§ **Instructions to follow**:
Show all lines below holding the string "removed".

Dataset entries
--------------------
PR #410, opened 2021-01-31
Add battery_management_system_protocol

Jakeler:


hardware/battery/battery_management_system_protocol.ksy
```diff
@@ -0,0 +1,223 @@
...
+  - id: magic_start
+    contents: [0xdd]
+  - id: cmd
+    type: u1
+
+  - id: body
+    type:
+      switch-on: cmd
+      cases:
+        0xa5: read_req
```
KOLANICH, line 25: The values should probably belong to a enum.

hardware/battery/battery_management_system_protocol.ksy
```diff
@@ -0,0 +1,223 @@
+meta:
+  id: battery_management_system_protocol
+  title: Communication protocol of smart battery management systems from LLT power
+  license: CC0-1.0
+  ks-version: 0.8
+  endian: be
```
KOLANICH, line 6: `bit-endian: be`

hardware/battery/battery_management_system_protocol.ksy
```diff
@@ -0,0 +1,223 @@
...
+        doc: Cycle times
+      - id: prod_date
+        type: u2
+        doc: Production date
+      - id: balance_status
+        type: balance_list
+        doc: List of balance bits
+      - id: prot_status
+        type: prot_list
+        size: 2
```
KOLANICH, line 73: seems to be unneeded

hardware/battery/battery_management_system_protocol.ksy
```diff
@@ -0,0 +1,223 @@
...
+            type: b1
+          - id: ovp_cell
+            type: b1
+      fet_bits:
+        seq:
+          - id: reserved
+            type: b6
+          - id: discharge
+            type: b1
+            enum: fet_bit
```
KOLANICH, line 139: Isn't it already `b1`?

hardware/battery/battery_management_system_protocol.ksy
```diff
@@ -0,0 +1,223 @@
...
+            type: b1
+          - id: uvp_cell
+            type: b1
+          - id: ovp_cell
+            type: b1
+      fet_bits:
+        seq:
+          - id: reserved
+            type: b6
+          - id: discharge
```
KOLANICH, line 137: Boolean props name should start with `is_`

hardware/battery/battery_management_system_protocol.ksy
```diff
@@ -0,0 +1,223 @@
...
+            type: b1
+            enum: fet_bit
+          - id: charge
+            type: b1
+            enum: fet_bit
```
KOLANICH, line 142: `-affected-by: 522`
https://github.com/kaitai-io/kaitai_struct/issues/522

hardware/battery/battery_management_system_protocol.ksy
```diff
@@ -0,0 +1,223 @@
...
+      voltage:
```
KOLANICH, line 143: `-affected-by: 522`
https://github.com/kaitai-io/kaitai_struct/issues/522

hardware/battery/battery_management_system_protocol.ksy
```diff
@@ -0,0 +1,223 @@
...
+  After sending read requests they respond with various information's about the battery state in
+  a custom binary format.
+
+doc-ref: https://www.lithiumbatterypcb.com/Protocol%20English%20Version.rar
+
+seq:
+  - id: magic_start
+    contents: [0xdd]
+  - id: cmd
+    type: u1
```
KOLANICH, line 19: Should it be a enum?

hardware/battery/battery_management_system_protocol.ksy
```diff
@@ -0,0 +1,223 @@
...
+        instances:
+          amp:
+            value: raw * 0.01
+            doc: Actual current (A)
+      temp:
+        seq:
+          - id: raw
+            type: u2
+        instances:
+          celsius:
```
KOLANICH, line 175: maybe Kelvin then, not Celsius.

hardware/battery/battery_management_system_protocol.ksy
```diff
@@ -0,0 +1,223 @@
...
+  - id: body
+    type:
+      switch-on: cmd
+      cases:
+        0xa5: read_req
+        0x5a: write_req
+        _: response(cmd)
+  
+  - id: checksum
+    size: 2
```
generalmimon, line 30: Please write into `doc` key what format/algorithm the `checksum` field uses and from which bytes it is calculated.

Also, it's a good practice to add a [parse instance](https://doc.kaitai.io/user_guide.html#_instances_data_beyond_the_sequence) called `checksum_input` for example that can be used to obtain a byte array which serves as the basis for checksum calculation. If someone wants to check or write the checksum, they can easily access it.

It can look like this:

```ksy
instances:
  checksum_input:
    pos: 0
    size: 16 # or something like _sizeof - checksum._sizeof
```

Check https://github.com/kaitai-io/kaitai_struct/issues/84 for more information on the compile-time `sizeof` operator.

Jakeler: Doc added in 66778d83ab549a2fda38d8b2c65b79dc25902c36

A `checksum_input` would indeed be very useful. Thanks for the suggestion. 
But I can't get it to work, in theory this is just the raw bytes of `body`, I tried:
```ksy
  checksum_input:
    pos: 2
    size: body._sizeof
```
But this does not work with current implementation because `dynamic sized type`.

Should this not also work with substreams?
```ksy
  checksum_input:
    io: _root.body._io
    size-eos: true
```
Result: `/instances/checksum_input/io: don't know how to call method '_io' of object type 'KaitaiStructType'`
I also can't add a constant size there... sorry, I could not figure out how to do this.

hardware/battery/battery_management_system_protocol.ksy
Jakeler: Celsius is very useful in general, battery/cell specifications (operating range, etc) are usually in °C. I don't see why you would need K besides lab equipment. Normal battery users don't do thermodynamic calculations...
And no, it is just 273.1, because it is based on integers and this gives 0.1 resolution, they even mention this offset in the specification.

hardware/battery/battery_management_system_protocol.ksy
Jakeler: Could be, but can enums deal with 'other' values? I think this would throw errors here.

hardware/battery/battery_management_system_protocol.ksy
Jakeler: Don't know, what is a enum per default? In any case, does it hurt to specify the type?

hardware/battery/battery_management_system_protocol.ksy
Jakeler: b28c288
BTW: Is this `-affected-by` documented somewhere? I could not find it in the user guide

hardware/battery/battery_management_system_protocol.ksy
Jakeler: Why set minimum version to 0.9 if it is tested and working with 0.8?

generalmimon: @Jakeler:

> Why set minimum version to 0.9 if it is tested and working with 0.8?

See https://doc.kaitai.io/user_guide.html#bit-endian:

<table role="table">
<tbody>
<tr>
<th>IMPORTANT</th>
<td><p>Support for <code>meta/bit-endian</code> was added in <strong>v0.9</strong> (previously only BE direction was supported). To maintain backward compatibility, the big-endian order (<code>be</code>) is default.</p><div>However, if you don’t really need to support pre-0.9 KSC versions, it’s recommended to state <code>meta/bit-endian: be</code> explicitly, because it raises awareness about the existence of LE bit endianness.</div></td>
</td>
</tbody>
</table>

hardware/battery/battery_management_system_protocol.ksy
KOLANICH: A PR about it is there, but not yet merged.

hardware/battery/battery_management_system_protocol.ksy
KOLANICH: See https://github.com/kaitai-io/kaitai_struct/issues/778 for nuances about each of the supported language.

hardware/battery/battery_management_system_protocol.ksy
Jakeler: Okay, changed in 87ee4a0

hardware/battery/battery_management_system_protocol.ksy
Jakeler: I would not want to rely on that, If there is currently no consistent behavior across supported languages.

hardware/battery/battery_management_system_protocol.ksy
Jakeler: Is a `checksum_input` under these circumstances impossible in kaitai, or am I doing just something wrong here?

hardware/battery/battery_management_system_protocol.ksy
Jakeler: True, size is redundant, it is removed now 042fc91

hardware/battery/battery_management_system_protocol.ksy
generalmimon: > Don't know, what is a enum per default? In any case, does it hurt to specify the type?

I think that @KOLANICH meant that when you do just this

```diff
           - id: discharge
             type: b1
-            enum: fet_bit
```

, the attribute `discharge` will be a boolean (`true`/`false`), which is already enough to specify the value logic. Binding it with the enum `fet_bit`:

https://github.com/kaitai-io/kaitai_struct_formats/blob/042fc917646aa60d35edcd0ba100d4b05bbdf7c1/hardware/battery/battery_management_system_protocol.ksy#L97-L100

is redundant, because it just describes a non-standard duplicate of the `false`/`true` logic (`off` meaning `false` and `on` = `true`).

Jakeler: Ahh now I understand, that is indeed redundant, removed in a623ed0.

hardware/battery/battery_management_system_protocol.ksy
Jakeler: a623ed0

hardware/battery/battery_management_system_protocol.ksy
generalmimon: > I tried:
> 
> ```yaml
>   checksum_input:
>     pos: 2
>     size: body._sizeof
> ```
> 
> But this does not work with current implementation because `dynamic sized type`.

Yes, the [`sizeof` operator](https://github.com/kaitai-io/kaitai_struct/issues/84) currently works only for what can be derived at compile time.

> Should this not also work with substreams?
> 
> ```yaml
>   checksum_input:
>     io: _root.body._io
>     size-eos: true
> ```
> 
> Result: `/instances/checksum_input/io: don't know how to call method '_io' of object type 'KaitaiStructType'`

Well, it turns out that referencing `_io` of a generic base type `KaitaiStruct` (which arose by combining different user-defined `types`) is not implemented. That's not intentional, [`_io` is a common method](https://doc.kaitai.io/user_guide.html#_user_defined_types_2) of all user-defined types, in fact it's possible to do it manually from application code even in static-typed languages like [Java](https://github.com/kaitai-io/kaitai_struct_java_runtime/blob/ea3abf89ee7745ac56c814202c4ddb26fc668e11/src/main/java/io/kaitai/struct/KaitaiStruct.java#L41), only in KSY compiler nobody has implemented it yet.

However, even if it is implemented, it will not help in this case, because `body` doesn't have its own substream (and thus `_root.body._io` would just return the same as `_root._io`). Substream is created if and only if there is some byte `size` delimitation, which can be done using keys `size`, `size-eos: true` or `terminator`. 

> Is a `checksum_input` under these circumstances impossible in kaitai, or am I doing just something wrong here?

I think the best thing you can do is to store [`_io.pos`](https://doc.kaitai.io/user_guide.html#_streams) before and after parsing `body` and then just positioning the `checksum_input` on those exact offsets:

```ksy
seq:
  - id: magic_start
    contents: [0xdd]
  - id: cmd
    type: u1
  - size: 0
    if: ofs_body_start < 0 # storing current position
  - id: body
    type:
      switch-on: cmd
      # ...
  - size: 0
    if: ofs_body_end < 0 # storing current position
  - id: checksum
    type: u2
    # ...
  # ...
instances:
  ofs_body_start:
    value: _io.pos
  ofs_body_end:
    value: _io.pos
  checksum_input:
    pos: ofs_body_start
    size: ofs_body_end - ofs_body_start
```

In fact, it's a direct workaround for https://github.com/kaitai-io/kaitai_struct/issues/84 not supporting run-time calculations.

hardware/battery/battery_management_system_protocol.ksy
generalmimon: The values `0xa5` and `0x5a` used in this switch

https://github.com/kaitai-io/kaitai_struct_formats/blob/d96be77a2b6b6e6aa7f8d8fdbc0188bc0abd7be3/hardware/battery/battery_management_system_protocol.ksy#L22-L28

should really be part of an enum - this is exactly what [enums](https://doc.kaitai.io/user_guide.html#enums) are intended for.

> I would not want to rely on that, if there is currently no consistent behavior across supported languages.

That's fine, but in that case please attach <code>-affected-by: <a href="https://github.com/kaitai-io/kaitai_struct/issues/778">778</a></code> on the `cmd` field:

```diff
   - id: cmd
     type: u1
+    -affected-by: 778
```

and at least resolve the integer keys from the enum:

```diff
   - id: body
     type:
       switch-on: cmd
       cases:
-        0xa5: read_req
-        0x5a: write_req
+        commands::read.to_i: read_req
+        commands::write.to_i: write_req
         _: response(cmd)
```

```diff
+enums:
+  commands:
+    0xa5: read
+    0x5a: write
```

Having the integer keys centralized in the enum is good, because it is less error-prone and transparent to reference the enum values like `commands::read` than repeating integer keys like `0xa5` or `165` at many places.

hardware/battery/battery_management_system_protocol.ksy
Jakeler: Thanks again! Added in 26f169a.

hardware/battery/battery_management_system_protocol.ksy
Jakeler: Done: 064f90a

generalmimon:
@Jakeler Can you please share any sample files/captures for testing?

Jakeler:
@generalmimon 
Sure, I have just rewritten my test cases: https://github.com/Jakeler/bms-parser/blob/master/py/test.py
Also some more examples are here: https://github.com/Jakeler/bms-parser/blob/master/py/checksum.py#L19
And a full communication log: https://github.com/Jakeler/bms-parser/blob/master/dumps/pc.log

Jakeler:
Anything left that blocks merging?

hardware/battery/battery_management_system_protocol.ksy
```diff
@@ -0,0 +1,246 @@
...
+    pos: ofs_body_start
+    size: ofs_body_end - ofs_body_start
+
+enums:
+  commands:
+    0xa5: read
+    0x5a: write
+
+types:
+  read_req:
```
KOLANICH, line 61: I guess `read_req` is the same as `write_req`, just without a payload.

generalmimon:
> [`hardware/battery/battery_management_system_protocol.ksy`](https://github.com/kaitai-io/kaitai_struct_formats/blob/064f90a8c8dd7d2f50a624c7a1632493d79df162/hardware/battery/battery_management_system_protocol.ksy)

Please move the spec one level up to `hardware/battery_management_system_protocol.ksy`. `battery/` is not a great name for a subdirectory - it's too specific. It's quite likely that it would stay alone in this subfolder forever.

Besides, I don't like this third dimension (directory - directory - file) anarchy - in most cases it does not make any sense, like having a directory [`serialization/asn1/`](https://github.com/kaitai-io/kaitai_struct_formats/tree/ecd988d18703e256315e62e56b74bf44d4ad3146/serialization/asn1/) with a single file [`asn1_der.ksy`](https://github.com/kaitai-io/kaitai_struct_formats/tree/ecd988d18703e256315e62e56b74bf44d4ad3146/serialization/asn1/asn1_der.ksy).

hardware/battery/battery_management_system_protocol.ksy
```diff
@@ -0,0 +1,246 @@
...
+    seq:
+      - id: req_cmd
+        type: u1
```
KOLANICH, line 64: is it an enum?

generalmimon: Most likely it is, because there is the following docblock on this attribute:

https://github.com/kaitai-io/kaitai_struct_formats/blob/064f90a8c8dd7d2f50a624c7a1632493d79df162/hardware/battery/battery_management_system_protocol.ksy#L61-L65

which means that it supposedly should have the same value logic as shown below:

https://github.com/kaitai-io/kaitai_struct_formats/blob/064f90a8c8dd7d2f50a624c7a1632493d79df162/hardware/battery/battery_management_system_protocol.ksy#L239-L245

And I totally agree that it should be backed by an enum instead of relying on a comment to convey this important information.

KOLANICH (approved):
These were just some notes. Though I don't think that fixing them would accelerate the merging: if you looked at PR counter you will see that there is plenty of non-merged PRs here. Some are ignored for several years. Though having a PR into this repo is still beneficial since it increases visibility and discoverability of your spec (there were several cases that 2 specs for the same format were implemented by 2 people simultaneously).

KOLANICH:
>Please move the spec one level up to hardware/battery_management_system_protocol.ksy. battery/ is not a great name for a subdirectory - it's too specific. It's quite likely that it would stay alone in this subfolder forever.

It was done because I have asked that. There are other battery-related formats, like SmartBattery

generalmimon:
> There are other battery-related formats, like SmartBattery which I have plans to implement in some future (though IDK how far is that future, I'd surely want to play a bit with some laptops batteries, but don't have currently time for that).

I'm sure of that. But I think that for such still relatively low number of format specifications in KSF right now, the greater depth of the directory tree is rather detrimental than beneficial - the added level of subdirectories currently does not help in maintaining the directory structure balanced. It merely opens a room for a total anarchy - there are no established rules what qualifies for being a balanced subdirectory name (or rather a _topic_). If there is just a flat structure of top-level directories, most of which make some sense (though some less than others, that's true - for example `machine_code` is pretty useless, why not just `hardware`?), it's easier for the implementers to just pick the most appropriate directory and put their spec in there without worrying about whether they should introduce a new subdirectory because someday in the future (like 5-10 years from now) might arise 1-2 new specifications that fit into the same subfolder.

I would not try to predict future and solve problems that do not exist - only once we have too many files in the individual top-level categories and it will become apparent that they could be split into several balanced subgroups, it will perhaps make sense.

hardware/battery/battery_management_system_protocol.ksy
Jakeler: Yes, it is an enum in theory, but same as already discussed on `cmd` this is affected by https://github.com/kaitai-io/kaitai_struct/issues/778

generalmimon: > Yes, it is an enum in theory, but same as already discussed on `cmd` this is affected by [kaitai-io/kaitai_struct#778](https://github.com/kaitai-io/kaitai_struct/issues/778)

OK, but why you don't just add these values to the existing `commands` enum:

https://github.com/kaitai-io/kaitai_struct_formats/blob/064f90a8c8dd7d2f50a624c7a1632493d79df162/hardware/battery/battery_management_system_protocol.ksy#L55-L58

and resolve them here

https://github.com/kaitai-io/kaitai_struct_formats/blob/064f90a8c8dd7d2f50a624c7a1632493d79df162/hardware/battery/battery_management_system_protocol.ksy#L239-L245

the same way you do here?

https://github.com/kaitai-io/kaitai_struct_formats/blob/064f90a8c8dd7d2f50a624c7a1632493d79df162/hardware/battery/battery_management_system_protocol.ksy#L25-L31

generalmimon (changes requested):

hardware/battery/battery_management_system_protocol.ksy
```diff
@@ -0,0 +1,246 @@
...
+        commands::read.to_i: read_req
+        commands::write.to_i: write_req
+        _: response(cmd)
+  - size: 0
+    if: ofs_body_end < 0 # storing current position
+
+  - id: checksum
+    type: u2
+    doc: |
+      Should be equal to the result from: 0x10000 - sum(body)
```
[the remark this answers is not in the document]
Jakeler: I admit that I have simplified the formula a bit, but this is really just a theoretical problem. Even if we are assuming the complete data consists of `0xff...` you would need 256 bytes to reach the 16 bits max value. The data length field is just one byte, so the body can not be larger than 256 bytes. 
Yes, there is also a status byte (which is `0x00` on every valid packet) and the length itself, but real data is never always `0xff` of course, so this easily would work in practice even if the length is pushed to the limit.

In reality there are even earlier limits, for example the balancing flags are for max. 32 cells, that would produce only 64 + 2 = 66 bytes in the cell voltages response and the other structures are constant size.
But I can add a note to the doc...

hardware/battery/battery_management_system_protocol.ksy
Jakeler: Because I think that is misleading, you would have two commands in a request, for example: read (0xa5) basic_info (0x03).
I can make another `registers` enum though.

hardware/battery/battery_management_system_protocol.ksy
```diff
@@ -0,0 +1,246 @@
...
+      - id: remain_cap
+        type: capacity
+      - id: typ_cap
+        type: capacity
+      - id: cycles
+        type: u2
+        doc: Cycle times
+      - id: prod_date
+        type: u2
+        doc: Production date
```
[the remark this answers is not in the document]
Jakeler: Thanks for the structure, that works.

Jakeler:
>  the added level of subdirectories currently does not help in maintaining the directory structure balanced. It merely opens a room for a total anarchy - there are no established rules what qualifies for being a balanced subdirectory name (or rather a _topic_).

I agree with that, even more directories don't make it better, especially if there are only 1-2 specs in it. I will move this one up.

> If there is just a flat structure of top-level directories, most of which make some sense (though some less than others, that's true - for example machine_code is pretty useless, why not just hardware?), it's easier for the implementers to just pick the most appropriate directory and put their spec in there without worrying about whether they should introduce a new subdirectory because someday in the future (like 5-10 years from now) might arise 1-2 new specifications that fit into the same subfolder.

That being said, from my viewpoint (being pretty new in kaitai) the top level structure is in its current state is already incredibly confusing. Looking just at the folders I can't decide where some specs should be. For example what even means `hardware`, it is definitions for hardware (3d models, schematic formats) or stuff that runs close to hardware or everything somewhat related? First thing that comes to my mind for "hardware and digital formats" is firmware, but this is here in another top level folder... Looking at the current hardware contents it is more like communication protocols between hardware.
It is very inconsistent, most of them are general topics (where it is used) but then there are folder for specific products like `windows` and `macos`, suddenly grouping by a different metric (where it comes from) and creating conflicts. For example if I want the windows event log format I would look in `windows`, but it is in `log` instead... What is higher priority here?
At the same time there is no linux/unix folder and typical formats like systemd-journal or sudo are scattered over the general topics, again being inconsistent.Why is there no `os` (operating systems) for all of them?
Then there are also too generic folders like `security` - what should be in there? Many things are somewhat related to security, but it is again a different metric and causing conflicts with grouping by usage. For example I would expect efivar signatures in `firmware` not `security`... maybe call it cryptography for key formats etc.
IMHO the whole tree should be reorganized into a low number of general folders, grouped by usage of the formats. Some depth is not always bad (2-3 levels max). For example `hardware/firmware`, `media/image`, `media/font`, `media/game`, (`media/audio`?), `os/filesystem`, `os/executable`, `os/log` would be sensible subdirectories...

Also I am sure you deeply involved guys have an idea in your head about what these categories should contain, but especially for newcomers it would be helpful to have a short definition of every category/folder in the readme as well.

Jakeler:
> These were just some notes. Though I don't think that fixing them would accelerate the merging: if you looked at PR counter you will see that there is plenty of non-merged PRs here. Some are ignored for several years. Though having a PR into this repo is still beneficial since it increases visibility and discoverability of your spec (there were several cases that 2 specs for the same format were implemented by 2 people simultaneously because of lack of communication, essentially wasting the effort).

Yeah, I already saw that, but why? It would increase the visibility even more if stuff gets actually merged at some point...

KOLANICH:
>It is very inconsistent, most of them are general topics (where it is used) but then there are folder for specific products like windows and macos, suddenly grouping by a different metric (where it comes from) and creating conflicts. For example if I want the windows event log format I would look in windows, but it is in log instead... What is higher priority here?

I absolutely aggree that the current system is complete mess. I also would like to remove the dirs named after OSes, create `0d`, `1d`, `2d/{vector,raster}`, `3d/{mesh,voxel,structural}` in the root, move `image` into `2d` into the needed dir, so do with CAD for drawings. Then move 3d models from `media` into `3d`.

KOLANICH:
Here is the spec for dirs metadata. https://github.com/kaitai-io/kaitai_struct_doc/pull/48 . Now we should decide where and how (create a PR into this repo, create a separate temporary repo from which the file wil be copied into this repo discarding all the history of its editing, or maybe a wiki page with a yaml block) are we going to cooperate on it.

hardware/battery/battery_management_system_protocol.ksy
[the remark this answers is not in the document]
generalmimon: > I admit that I have simplified the formula a bit, **but this is really just a theoretical problem**.

Perhaps, but I don't perceive this as a solid reason to intentionally write a checksum formula there that does not work in general case, especially when the official one in the original specification **does**. That's not how reliable software is written. What is the point? To _simplify_ the calculation? Is it worth to study the entire format and evaluate all its edge cases to make sure that in absolutely no case cannot the sum of the payload bytes exceed 65536, only to be able to "simplify" the expression from `-sum(checksum_input) & 0xffff` to `0x10000 - sum(checksum_input)`? What if the format will be extended at some point in the future (some structure will be added) and the `sum(checksum_input)` will become able to go over that 65536?

hardware/battery_management_system_protocol.ksy
```diff
@@ -0,0 +1,269 @@
...
+    if: ofs_body_end < 0 # storing current position
+
+  - id: checksum
+    type: u2
+    doc: |
+      Should be equal to the result from: 0x10000 - sum(body)
+      Where sum() is calculated over the value of every byte individually. This works
+      for up to 256 bytes, for more it must be clamped to 16 bits: result & 0xffff
+      Body includes everything besides magic start/end byte, cmd and checksum,
+      so excluding 2 bytes at the beginning and 3 bytes at the end.
```
generalmimon, line 42: You don't need to write it here, it is sufficiently specified by the `checksum_input` attribute. Anyone can simply access `checksum_input` and they will directly obtain the byte array that's needed to calculate the checksum. It is also apparent from the spec where these bytes come from.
--------------------
§ **Reply**:
Jakeler: True, size is redundant, it is removed now 042fc91
Jakeler: Ahh now I understand, that is indeed redundant, removed in a623ed0.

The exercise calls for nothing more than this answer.